Collected data
*** Begin section ***

PR #470, opened 2025-02-28
fix: move vendoring of cargo dependencies to cargo vendor

jmt-lab:
**Description of changes:**
Migrates how we vendor cargo dependencies to use cargo vendor and ensure we do not sync cargo internal directories in .cargo where incompatibilities can occur such as the one we are fixing:

https://github.com/bottlerocket-os/bottlerocket/issues/4415 

**Testing done:**

Built bob with a host using cargo 1.85.0 and verified that it builds sucessfully

**Terms of contribution:**

### DIFF
--- a/twoliter/embedded/Makefile.toml
+++ b/twoliter/embedded/Makefile.toml
@@ -354,10 +354,20 @@ dependencies = ["setup"]
 script_runner = "bash"
 script = [
 '''
+declare -a CARGO_MANIFESTS
+# We make sure there is an empty folder at least here
+# to make the docker mount happy later on
+mkdir -p .cargo/vendor
 for ws in sources variants .; do
-  [ -s "${BUILDSYS_ROOT_DIR}/${ws}/Cargo.toml" ] || continue
-  cargo fetch --locked --manifest-path "${BUILDSYS_ROOT_DIR}/${ws}/Cargo.toml"
+  [ -s "${BUILDSYS_ROOT_DIR}/${ws}/Cargo.lock" ] || continue
+  CARGO_MANIFESTS+=(--sync "${BUILDSYS_ROOT_DIR}/${ws}/Cargo.toml")
 done
+cargo vendor --locked --no-delete  --versioned-dirs --respect-source-config  ${CARGO_MANIFESTS[@]} .cargo/vendor > .cargo/config.toml 2> .cargo/vendor.log || {
+   echo "vendoring of cargo dependencies failed"
+   cat .cargo/vendor.log
+   exit 1
+}
+rm .cargo/vendor.log
 
 chmod -R o+r ${CARGO_HOME}
 '''
--- a/twoliter/embedded/build.Dockerfile
+++ b/twoliter/embedded/build.Dockerfile
@@ -109,7 +109,11 @@ RUN --mount=target=/host \
     rm /bypass
 
 USER builder
-RUN --mount=source=.cargo,target=/home/builder/.cargo \
+    # We only mount the config.toml and the vendor directory instead of the whole .cargo directory
+    # because the .git and .registry directories are specific to the version of cargo and can cause
+    # incapatibility between the host cargo and the cargo in the sdk
+RUN --mount=source=.cargo/config.toml,target=/home/builder/rpmbuild/.cargo/config.toml \
+    --mount=source=.cargo/vendor,target=/home/builder/rpmbuild/.cargo/vendor \
     --mount=type=cache,target=/home/builder/.cache,from=cache,source=/cache \
     --mount=source=sources,target=/home/builder/rpmbuild/BUILD/sources \
     --mount=target=/host \


twoliter/embedded/Makefile.toml
```diff
@@ -354,11 +354,25 @@ dependencies = ["setup"]
...
-
+DIGEST="$(echo ${CARGO_DIGESTS[@]} | sha256sum | awk '{ print $1 }')"
+MARKER_FILE=".cargo/vendor-${DIGEST}.marker"
+if [ -f "${MARKER_FILE}" ]; then
+    echo "no changes detected in cargo projects, skipping cargo vendor"
+else
+    cargo vendor --locked ${CARGO_MANIFESTS[@]} .cargo/vendor > .cargo/config.toml 2> .cargo/vendor.log || {
+        echo "vendoring cargo sources failed"
+        cat .cargo/vendor.log
+    }
```
cbgbt: We don't pass `--no-delete` to `cargo vendor` but we also don't clean up older marker files. I think we have to do one or the other.

In order to keep old marker files, I think we have to pass `--versioned-dirs` to `cargo vendor` so that we can keep multiple different versions of vendored deps based on the Bottlerocket version. But I'm not sure! Any chance you could test by doing `git checkouts` on workspaces with different versions of deps in `Cargo.lock` and see what happens?

Additionally, can we pass `--respect-source-config` here? I'm somewhat interested in using kits to ship cargo registries so that they can ship library dependencies. This idea isn't one that I've scoped or has much buy-in yet, but I'd like to keep it available as an option if we can.

cbgbt (commented):
I'm happy with this approach, nice work!

Though I have some concerns about what happens to previously cached data since we aren't cleaning up old marker files. Specifically, I'm wondering if it's possible for us to get into cases where we're accidentally using the wrong version of a dependency -- seems unlikely, since the Cargo metadata in the versioned dep should be different.

twoliter/embedded/Makefile.toml
```diff
@@ -354,11 +354,29 @@ dependencies = ["setup"]
...
+declare -a CARGO_DIGESTS
+mkdir -p .cargo/vendor
+if [ ! -f ".cargo/config.toml" ]; then
+    touch .cargo/config.toml
+fi
 for ws in sources variants .; do
   [ -s "${BUILDSYS_ROOT_DIR}/${ws}/Cargo.toml" ] || continue
-  cargo fetch --locked --manifest-path "${BUILDSYS_ROOT_DIR}/${ws}/Cargo.toml"
+  CARGO_MANIFESTS+=(--sync "${BUILDSYS_ROOT_DIR}/${ws}/Cargo.toml")
+  CARGO_DIGESTS+=("$(sha256sum "${BUILDSYS_ROOT_DIR}/${ws}/Cargo.lock" | awk '{ print $1 }')")
```
cbgbt: I wonder what happens if `Cargo.lock` doesn't exist? I think this is possible if a user does not have different workspaces for each of these directories.

As we discussed we can just use `Cargo.lock` as the marker file instead of `Cargo.toml` at the start of the loop to make it work.

twoliter/embedded/Makefile.toml
```diff
@@ -354,11 +354,29 @@ dependencies = ["setup"]
...
 done
-
+DIGEST="$(echo ${CARGO_DIGESTS[@]} | sha256sum | awk '{ print $1 }')"
+MARKER_FILE=".cargo/vendor-${DIGEST}.marker"
+if [ -f "${MARKER_FILE}" ]; then
+    echo "no changes detected in cargo projects, skipping cargo vendor"
+else
+    cargo vendor --versioned-dirs --respect-source-config --locked ${CARGO_MANIFESTS[@]} .cargo/vendor > .cargo/config.toml 2> .cargo/vendor.log || {
```
cbgbt: Can you check that we don't clobber settings in `.cargo/config.toml`?

You mentioned in person that `--respect-source-config` probably does this and I think you're right, but we should test it.

cbgbt (commented):
Sorry, I should have thought about these the first time I reviewed!

twoliter/embedded/Makefile.toml
bcressey: If the marker and log file logic aren't essential, I'd prefer to omit them and stay closer to the previous implementation:
```
- cargo fetch --locked --manifest-path "${BUILDSYS_ROOT_DIR}/${ws}/Cargo.toml"
+ cargo vendor --locked --sync "${BUILDSYS_ROOT_DIR}/${ws}/Cargo.toml" --no-delete  --versioned-dirs --respect-source-config  --quiet .cargo/vendor
```

twoliter/embedded/Makefile.toml
```diff
@@ -354,11 +354,29 @@ dependencies = ["setup"]
 script_runner = "bash"
 script = [
 '''
+declare -a CARGO_MANIFESTS
+declare -a CARGO_DIGESTS
+mkdir -p .cargo/vendor
+if [ ! -f ".cargo/config.toml" ]; then
+    touch .cargo/config.toml
+fi
```
bcressey: This doesn't seem necessary - `cargo vendor` will create these directories and doesn't complain if the config file is missing.

twoliter/embedded/build.Dockerfile
```diff
@@ -109,7 +109,8 @@ RUN --mount=target=/host \
     rm /bypass
 
 USER builder
-RUN --mount=source=.cargo,target=/home/builder/.cargo \
+RUN --mount=source=.cargo/config.toml,target=/home/builder/rpmbuild/.cargo/config.toml \
+    --mount=source=.cargo/vendor,target=/home/builder/rpmbuild/.cargo/vendor \
```
bcressey, line 116: Why not mount the whole `.cargo` directory? Is there content in there that we're trying to keep the SDK copy of `cargo` from seeing?

jmt-lab: If we mount the whole .cargo directory we'll be back to square one with the error we are hitting. the .registry folder takes precedence over vendor

twoliter/embedded/Makefile.toml
jmt-lab: this is because of the marker file

twoliter/embedded/Makefile.toml
jmt-lab: The markerfile was done to prevent running cargo vendor every time you call twoliter build commands. It was meant to optimize timing as when you cargo vendor it does the whole shebam over.

twoliter/embedded/build.Dockerfile
jmt-lab: and also the internal folders in the .cargo are the cargo version specific folders and files. I chose to put vendor inside .cargo root for cleanliness and to prevent .gitignore clashes.

twoliter/embedded/Makefile.toml
jmt-lab: Removed the marker file

twoliter/embedded/Makefile.toml
jmt-lab: removed

cbgbt (approved):

gthao313 (approved):

twoliter/embedded/build.Dockerfile
bcressey: > If we mount the whole .cargo directory we'll be back to square one with the error we are hitting. the .registry folder takes precedence over vendor

Can you add a comment to this effect? It's valuable context to avoid an otherwise tempting refactor to simplify down to the one mount.

bcressey (approved):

*** End section ***

Work item
Return, unchanged, the run of lines above that opens with the line containing "jmt-lab: Removed the marker file" and closes with the line containing "bcressey: > If". Include both.

Response for this exercise
jmt-lab: Removed the marker file

twoliter/embedded/Makefile.toml
jmt-lab: removed

cbgbt (approved):

gthao313 (approved):

twoliter/embedded/build.Dockerfile
bcressey: > If we mount the whole .cargo directory we'll be back to square one with the error we are hitting. the .registry folder takes precedence over vendor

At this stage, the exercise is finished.